My benchmark graded '7! = 5040' as wrong — and three other ways it lied to me
My benchmark marked the answer “7! = 5040” as wrong.
The model was right. 5040 is correct. But my scorer pulled the first number out of the response — the 7 — compared it to the expected 5040, and failed the task. I only noticed because I went to re-run an old benchmark and couldn’t reproduce my own published numbers.

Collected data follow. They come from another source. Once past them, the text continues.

PR #918, opened 2021-05-21
Add help.osohq.com messages.

dhatch:
These changes add links to a help endpoints that we can use to direct users to the appropriate resource for the type of error they are encountering.

### DIFF
--- a/languages/python/oso/oso/oso.py
+++ b/languages/python/oso/oso/oso.py
@@ -83,6 +83,6 @@ class Oso(Polar):
     def _print_polar_log_message(self):
         if os.environ.get("POLAR_LOG", None):
             print(
-                "It looks like you've enabled Polar tracing. Get help with "
+                "Polar tracing enabled. Get help with "
                 + "traces from our engineering team: https://help.osohq.com/trace"
             )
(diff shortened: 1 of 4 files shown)


languages/python/oso/oso/oso.py
```diff
@@ -77,3 +79,10 @@ def get_allowed_actions(self, actor, resource, allow_wildcard=False) -> list:
             actions.add(action)
 
         return list(actions)
+
+    def _print_polar_log_message(self):
+        if os.environ.get("POLAR_LOG", None):
+            print(
+                "It looks like you've enabled Polar tracing. Get help with "
```
saolsen, line 86:
```suggestion
                "Polar tracing enabled. Get help with "
```

saolsen (approved):

languages/python/oso/oso/oso.py
dhatch: good call

languages/python/oso/oso/oso.py
```diff
@@ -77,3 +79,10 @@ def get_allowed_actions(self, actor, resource, allow_wildcard=False) -> list:
             actions.add(action)
 
         return list(actions)
+
+    def _print_polar_log_message(self):
+        if os.environ.get("POLAR_LOG", None):
+            print(
+                "Polar tracing enabled. Get help with "
```
gj, line 86: Doesn't have to get figured out as part of this PR, but should this maybe be `OSO_LOG=1` and `Oso tracing enabled.` in light of our attempts to standardize on Oso > Polar in public?

gneray: yes!

PR #919, opened 2021-05-22
Adds Doc Search Generation To CI

veverkap:
This PR adds generating search index to CI.

Index preview_OSODOCS?searchMode=search is used on preview docs site.

### DIFF
--- a/.github/workflows/publish-docs.yml
+++ b/.github/workflows/publish-docs.yml
@@ -21,6 +21,7 @@ jobs:
       AWS_SECRET_ACCESS_KEY: ${{ secrets.DOCS_AWS_SECRET }}
       AWS_REGION: "us-east-1"
       PUBLISH_DOCS: 1
+      ALGOLIA_ADMIN_API_KEY: ${{ secrets.ALGOLIA_ADMIN_API_KEY }}
     steps:
       - uses: actions/checkout@v2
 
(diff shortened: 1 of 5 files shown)


docs/Makefile
```diff
@@ -85,6 +85,14 @@ build-search:
 
 require-algolia-vars: require-ALGOLIA_APPLICATION_ID require-ALGOLIA_ADMIN_API_KEY require-ALGOLIA_INDEX
 
+## This is the entry for all doc stuff for preview
+ci-preview-docs: require-ALGOLIA_ADMIN_API_KEY build build-search 
+	./searcher -index='preview_OSODOCS' -app_id='KROZ8F05YT'
+
+## This is the entry for all doc stuff for preview
```
samscott89, line 92:
```suggestion
## This is the entry for all doc stuff for production
```

.github/workflows/publish-docs.yml
```diff
@@ -90,17 +91,19 @@ jobs:
         uses: peaceiris/actions-hugo@v2
         with:
           hugo-version: '0.79.1'
-      - name: Build Hugo docs
+      - name: Build searcher
```
dhatch, line 94: Both steps build-search as a dependency, so this step should not be needed, right?

dhatch (approved):

PR #927, opened 2021-05-26
Fix cibuildwheel setup for sqlalchemy-oso

gj:


gj:
Successful test run: https://github.com/osohq/oso/runs/2677274457?check_suite_focus=true

languages/python/sqlalchemy-oso/tox.ini
```diff
@@ -1,5 +1,6 @@
 [tox]
-envlist = py3-sqlalchemy{13,14}-{earliest,latest}
+skip_missing_interpreters=true
+envlist = {py3,pypy3}-sqlalchemy{13,14}-{earliest,latest}
```
gj, line 3: Basically this is saying "if you find a `python3` executable, run the four tests (1.3.17, 1.3.latest, 1.4.0, 1.4.latest), and if you find a `pypy3` executable, do the same." It'll happily skip over either (or both) of those if they're missing without giving much in the way of visual confirmation that it skipped over one or both missing interpreters. The only visual confirmation is that the `OK` test runs will have completed _very_ quickly relative to runs that actually run the tests.

Implications:
- nothing changes for local development; everyone should have a `python3` executable and there's no need for everyone to install PyPy locally.
- For cibuildwheel, it spins up a bunch of Docker containers, some of which have `python3` available and some of which (1 of which?) have `pypy3` available. Tox will run the tests for whichever interpreter it finds and skip the tests for the missing interpreter.

dhatch (approved):

PR #929, opened 2021-05-26
Error when enable_roles() is called more than once

gj:
PR checklist:

- [x] Added changelog entry.


languages/python/sqlalchemy-oso/sqlalchemy_oso/oso.py
```diff
@@ -35,9 +35,10 @@ def enable_roles(self, user_model, session_maker):
         Oso will create SQLAlchemy models to create and assign roles to users (stored in `user_model`).
         The roles API methods will be available on the `roles` property of `SQLAlchemyOso`.
         """
+        if self._roles_enabled:
+            raise OsoError("Calling 'enable_roles()' twice has no effect.")
```
saolsen, line 39: Maybe "Roles already enabled". It seems that it does have the effect of throwing this error.

saolsen (approved):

That one bug had quietly inflated the quality scores in three posts I’d already shipped. Fixing it surfaced a second bug. Fixing that surfaced a third. Here’s the whole chain, because the lesson underneath it is the useful part: in a benchmark that executes and checks, a wrong number looks exactly like a right one — and the failure modes are model-specific, so they hide until you read the actual outputs.

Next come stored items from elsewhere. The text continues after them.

PR #933, opened 2021-05-27
Fix bug with lookups in rule head

### LINKED ISSUE #913: Query evaluation doesn't fail on lookup in the head of a rule
Background: https://oso-oss.slack.com/archives/C017KSBTD4M/p1621457882015600

When lookup is done in the head of a rule, Polar doesn't backtrack on a failed unification.

E.g., the following code

```python
class User:
    def __init__(self, name):
        self.name = name


class Action(Enum):
    READ = "READ"
    WRITE = "WRITE"


oso = Oso()
oso.register_class(User)
oso.register_class(Action)
oso.load_str("allow(_user: User, Action.READ, _);")
alice = User("alice")
assert oso.is_allowed(alice, Action.READ, 1)
assert not oso.is_allowed(alice, Action.WRITE, 1)
```

results in: 

```
  File "test.py", line 21, in <module>
    assert not oso.is_allowed(alice, Action.WRITE, 1)
AssertionError
```

However, moving the lookup to the body of the rule fixes the problem, e.g.

```python
oso.load_str("allow(_user: User, action, _) if action = Action.READ;")
```

Some internal documentation here as well: https://www.notion.so/osohq/Failing-to-fail-on-lookup-in-the-head-of-a-rule-134725b87c97414b97709ca8e798951b

leina05:
Fixes #913

Issue was in rebinding variables to the results of external calls, even when the variable may already be bound.
This is an issue for lookups in rule heads, as the result variable for the lookup will already be bound to the argument passed into the rule.

E.g.,
The following code will fail.

```
oso.load_str("""allow("leina", Actions.READ, "doc");""")

assert not oso.is_allowed("leina", Actions.WRITE, "doc");

```

The Polar log explains a bit about what's happening:

```
RULE: allow("leina", Actions.READ, "doc") if ;
[debug]       QUERY: Actions.READ = _value_1_3, BINDINGS: {_value_1_3 = <Actions.WRITE: 2>, Actions = <enum 'Actions'>}
[debug]         QUERY: <enum 'Actions'>.READ = _value_1_3, BINDINGS: {_value_1_3 = <Actions.WRITE: 2>}
[debug]           LOOKUP: <enum 'Actions'>.READ()
[debug]           => <Actions.READ: 1>
[debug]           BACKTRACK
[debug]           HALT

```

What happens is that the argument passed in (`Actions.WRITE`) is bound to a temporary variable `_value_1_3`. We then query for `Actions.READ`.
The bug was caused by rebinding the result of the lookup to `_value_1_3` without checking if `_value_1_3` was already bound.
Rebinding the variable ignores the argument passed in, when what we should do is unify the result with `_value_1_3`, so that if the variable is bound we check that it matches the result. 

In order to switch from rebinding to unification in `external_call_result`, it was also necessary to change the way we initialize the result variables for external calls. Previously, we initialized the variable associated with an external `call_id` to `false`, which would always cause unification with a result to fail (unless the result was `false`). This was done with `new_call_var`, which takes an initial value.

To fix this, I stopped initializing to the `call_id` variable to `false` only for `LookupExternal` and `NextExternal` goals. For other goals `ExternalOp`, `ExternalIsa`, etc., where the result is always a boolean, we rely on the default value of the result variable being false, so I didn't change those. 

PR checklist:

- [x]  Added changelog entry.
- [x] Regression test in the core.

### DIFF
--- a/docs/content/any/project/changelogs/NEXT.md
+++ b/docs/content/any/project/changelogs/NEXT.md
@@ -8,17 +8,17 @@ description: >-
 draft: true
 ---
 
-## `RELEASED_PACKAGE_1` NEW_VERSION
+## `oso` v0.12.4
 
-### LANGUAGE (e.g., 'Core' or 'Python' or 'Node.js')
+### Core
 
 #### Breaking changes
 
 <!-- TODO: remove warning and replace with "None" if no breaking changes. -->
 
 {{% callout "Warning" "orange" %}}
-  This release contains breaking changes. Be sure to follow migration steps
-  before upgrading.
+This release contains breaking changes. Be sure to follow migration steps
+before upgrading.
 {{% /callout %}}
 
 ##### Breaking change 1
@@ -37,6 +37,4 @@ Link to [relevant documentation section]().
 
 #### Other bugs & improvements
 
-- Bulleted list
-- Of smaller improvements
-- Potentially with doc [links]().
+- Fixed bug with dot lookups in the head of a rule ([#933](https://github.com/osohq/oso/pull/933)).
--- a/languages/python/oso/tests/test_polar.py
+++ b/languages/python/oso/tests/test_polar.py
@@ -1,6 +1,7 @@
 from datetime import datetime
 from math import inf, isnan, nan
 from pathlib import Path
+from enum import Enum
 
 from polar import (
     polar_class,
@@ -12,7 +13,6 @@ from polar import (
     Pattern,
 )
 from polar.partial import TypeConstraint
-from polar.exceptions import InvalidCallError, UnexpectedPolarTypeError
 
 import pytest
 
@@ -123,7 +123,7 @@ def test_external(polar, qvar, qeval):
     polar.register_class(Foo)
     assert qvar("new Foo().a = x", "x", one=True) == "a"
     with pytest.raises(
-        InvalidCallError, match="tried to call 'a' but it is not callable"
+        exceptions.InvalidCallError, match="tried to call 'a' but it is not callable"
     ):
         assert not qeval("new Foo().a() = x")
     assert not qvar("new Foo().b = x", "x", one=True) == "b"
@@ -894,5 +894,52 @@ def test_unexpected_expression(polar):
     """Ensure expression type raises error from core."""
     polar.load_str("f(x) if x > 2;")
 
-    with pytest.raises(UnexpectedPolarTypeError):
+    with pytest.raises(exceptions.UnexpectedPolarTypeError):
         next(polar.query_rule("f", Variable("x")))
+
+
+def test_lookup_in_head(polar):
+    # Test with enums
+    class Actions(Enum):
+        READ = 1
+        WRITE = 2
+
+    polar.register_constant(Actions, "Actions")
+    p = """allow("leina", Actions.READ, "doc");"""
+    polar.load_str(p)
+
+    assert len(list(polar.query_rule("allow", "leina", Actions.WRITE, "doc"))) == 0
+    assert len(list(polar.query_rule("allow", "leina", "READ", "doc"))) == 0
+    assert len(list(polar.query_rule("allow", "leina", 1, "doc"))) == 0
+    assert len(list(polar.query_rule("allow", "leina", Actions, "doc"))) == 0
+    assert len(list(polar.query_rule("allow", "leina", Actions.READ, "doc"))) == 1
+
+    # Test lookup in specializer raises error
+    p = """allow("leina", action: Actions.READ, "doc");"""
+    with pytest.raises(exceptions.UnrecognizedToken):
+        polar.load_str(p)
+
+    # Test with normal class
+    class Resource:
+        def __init__(self, action):
+            self.action = action
+
+    polar.register_class(Resource, name="Resource")
+    p = """allow("leina", resource.action, resource: Resource);"""
+    polar.load_str(p)
+
+    r = Resource("read")
+
+    assert len(list(polar.query_rule("allow", "leina", "write", r))) == 0
+    assert len(list(polar.query_rule("allow", "leina", "read", r))) == 1
+
+
+# def test_specialize_on_constant(polar):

Bug 1: the scorer read the first number, not the answer
My math checker extracted a number from each response and compared it to the known answer. The extraction grabbed the first number it found via regex.
That works for a model that answers “5040.” It breaks for a model that shows its work:
- “7! = 5040” → scored on the 7
- “17.5% of 240 = 0.175 × 240 = 42” → scored on the 17.5
- “1024 is 2^10, so log₂(1024) = 10” → scored on the 1024
Every show-your-work answer was being marked wrong. The fix is one line of intent — read the last number, not the first — but the consequence was large: it had pushed several models’ “real” scores down, and inflated others to a too-clean “21/21 (100%)” that I’d put in a headline.
I fixed it to take the last number in the response, unit-tested it against the exact answers that had been failing, and re-ran every model. That produced honest numbers — and immediately exposed the next problem.
Bug 2: a model that codes correctly, scored 1/8
With the math checker fixed, one result still looked absurd: Gemma 4 12B scored 1/8 on coding while acing math (8/8) and factual recall (5/5). A model that can do all the math but almost no code? That’s not a capability profile — that’s a harness smell.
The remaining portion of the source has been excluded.